Extended Dijkstra algorithm and Moore-Bellman-Ford algorithm

TL;DR

This paper generalizes single-source shortest path problems by defining a path function, then extends Dijkstra's and Moore-Bellman-Ford algorithms to solve this generalized problem efficiently under certain conditions.

Contribution

It introduces a general framework for shortest path problems and develops extended algorithms with proven complexity bounds, expanding the applicability of classical algorithms.

Findings

Extended algorithms solve GSSSP in $O(n^2)M(n)$ and $O(mn)M(n)$ time.

Algorithms are applicable under conditions like order-preserving in last road.

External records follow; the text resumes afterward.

PR #11, opened 2017-02-21
fixed broken JSON loading and clarified gps trace obtaining from node

gscaparrotti:


alchemist/alchemist-maps/src/main/java/it/unibo/alchemist/model/implementations/movestrategies/speed/TraceDependantSpeed.java
```diff
@@ -37,7 +38,7 @@ public TraceDependantSpeed(final MapEnvironment<T> e, final Node<T> n, final Rea
         env = e;
         node = n;
         reaction = r;
```
DanySK: Could you requireNonNull also on other input parameters?

alchemist/alchemist-maps/src/main/java/at/jku/traces/json/JKUJSONLoader.java
```diff
@@ -23,15 +24,33 @@
...
  */
 public final class JKUJSONLoader implements Serializable {
 
     private static final long serialVersionUID = 7144531714361675479L;
-    private static final Gson GSON = new Gson();
+    private static final Gson GSON = new GsonBuilder()
+            .registerTypeAdapter(GPSPoint.class, new JsonDeserializer<GPSPoint>() {
+                @Override
+                public GPSPoint deserialize(final JsonElement json, final Type typeOfT, final JsonDeserializationContext context) throws JsonParseException {
+                    final JsonObject obj = json.getAsJsonObject();
```
DanySK: Let's check that it is an object first (same with the doubles), and fail by IllegalStateException otherwise, so that in case of future problems we've got clear indications.

alchemist/alchemist-maps/src/main/java/it/unibo/alchemist/model/implementations/movestrategies/speed/TraceDependantSpeed.java
gscaparrotti: The bare objects are already checked for null values by calling LangUtils.requireNonNull(e, n, r). Do you prefer to change it and call requireNonNull the same way it is now done in the new line? I don't think it would make that much difference.

DanySK: Nah, it's fine as it is. I was fooled by the diff, my fault.

alchemist/alchemist-maps/src/main/java/at/jku/traces/json/JKUJSONLoader.java
```diff
@@ -23,15 +24,41 @@
...
 
     private static final long serialVersionUID = 7144531714361675479L;
-    private static final Gson GSON = new Gson();
+    private static final Gson GSON = new GsonBuilder()
+            .registerTypeAdapter(GPSPoint.class, new JsonDeserializer<GPSPoint>() {
+                @Override
+                public GPSPoint deserialize(final JsonElement json, final Type typeOfT, final JsonDeserializationContext context) throws JsonParseException {
+                    if (json.isJsonObject()) {
+                        final JsonObject obj = json.getAsJsonObject();
+                        try {
```
DanySK: Don't use exceptions as control flow: check that these objects are doubles before calling the getter

alchemist/alchemist-maps/src/main/java/at/jku/traces/json/JKUJSONLoader.java
```diff
@@ -23,15 +24,41 @@
...
+                            final double latitude = obj.get("la").getAsDouble();
+                            final double longitude = obj.get("lo").getAsDouble();
+                            final double time = obj.get("t").getAsDouble();
+                            return new GPSPointImpl(latitude, longitude, time); 
+                        } catch (final IllegalStateException | ClassCastException e) {
+                            throw new IllegalStateException("An invalid JSON has been provided: unable to get the double values");
+                        }
+                    } else {
```
DanySK: Remove redundant else

alchemist/alchemist-maps/src/main/java/at/jku/traces/json/JKUJSONLoader.java
DanySK: (btw, [if you want to deepen why so](https://shipilev.net/blog/2014/exceptional-performance/))

PR #25, opened 2017-04-24
fixed antrl versions conflict

gscaparrotti:
Conflicts:
	alchemist/gradle.properties


DanySK:
Let's see if the build goes through

PR #35, opened 2017-05-31
Solve two serious bugs in RunScafiProgram action + bottleneck

metaphori:
Bugs solved
1. One related to sending exports to neighbours (due to shadowing of vars)
2. The other related to the lack of information, in particular sensors, about the node itself, due to bad initialization check


metaphori:
Solved one serious bottleneck at the startup, namely the runtime evaluation of Scala expressions for concentration values, via caching

DanySK:
I am going to switch this to LoadingCache, it's better than having to deal with caching manually

PR #43, opened 2017-06-29
Scafi incarnation fix

metaphori:
* Updates root build.gradle to run ScalaTest tests
* Fixes a bug in scafi incarnation related to molecule concentration setting on YAML loading


metaphori:
gradle-scalatest plugins seems to **replace** the "test" task so it uncovers JUnit tests. Go for another approach

Issue #51, opened 2017-10-19
Files are brutally deleted when create a new project 


Pptr95:
When you try to create e new project and select a not empty folder, all the files within that folder are brutally deleted.

DanySK:
@Pptr95, can I mark this solved?

PR #52, opened 2017-10-24
Develop - Bug #51 fixed

Pptr95:


alchemist/alchemist-projectview/src/main/resources/it/unibo/alchemist/l10n/ProjectViewUIStrings.properties
```diff
@@ -127,7 +127,11 @@ select_folder = Select folder
 select_folder_proj = Select folder project
 select_folder_full = Folder not empty
 select_folder_full_header = This selected folder is not empty
-select_folder_full_content = To create a new project, you must choose an empty folder. Do you want to initialize this folder as an empty folder?
+<<<<<<< HEAD
```
DanySK: Nope, that is an unresolved merge conflict.

DanySK:
And please use better commit messages. There are three consecutive, meaningless "Bug fixed" messages! Which bug? How was it fixed?

PR #53, opened 2017-10-25
Fixed bug #51

Pptr95:
Now is possible to create new projects within not empty folders without remove all file inside


DanySK:
Good to go

DanySK:
Good to go... but please reopen it against `develop`

PR #62, opened 2018-03-27
Update scafi incarnation for scafi v0.3.0

metaphori:


alchemist/alchemist-incarnation-scafi/build.gradle
```diff
@@ -4,7 +4,7 @@ dependencies {
     compile (
         "com.github.cb372:scalacache-core_${scalaMajorVersion}:${scalaCacheVersion}",
         "com.github.cb372:scalacache-guava_${scalaMajorVersion}:${scalaCacheVersion}",
-        "it.unibo.apice.scafiteam:scafi-core_${scalaMajorVersion}:${scafiVersion}",
+        "it.unibo.apice.scafiteam:scafi-lib_${scalaMajorVersion}:${scafiVersion}",
```
DanySK: I guess this change is because `-lib` pulls in `-core`, right? I'm a bit torn about whether or not also include core, mostly for clarity. Not a problem though.

DanySK:
Nice one, good to go!

alchemist/alchemist-incarnation-scafi/build.gradle
metaphori: Indeed.

PR #78, opened 2018-11-14
Update with develop branch, fix simulation crashing when pausing

### LINKED ISSUE #59: Add support to Select and Pan modes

Applications demonstrate the algorithms' effectiveness in various scenarios.

Abstract

Study the general single-source shortest path problem. Firstly, define a path function on a set of some path with same source on a graph, and develop a kind of general single-source shortest path problem (GSSSP) on the defined path function. Secondly, following respectively the approaches of the well known Dijkstra's algorithm and Moore-Bellman-Ford algorithm, design an extended Dijkstra's algorithm (EDA) and an extended Moore-Bellman-Ford algorithm (EMBFA) to solve the problem GSSSP under certain given conditions. Thirdly, introduce a few concepts, such as order-preserving in last road (OPLR) of path function, and so on. And under the assumption that the value of related path function for any path can be obtained in $M(n)$ time, prove respectively the algorithm EDA solving the problem GSSSP in $O(n^2)M(n)$ time and the algorithm EMBFA solving the problem GSSSP in $O(mn)M(n)$ time. Finally, some applications of the designed algorithms are shown with a few examples. What we done can improve both the researchers and the applications of the shortest path theory.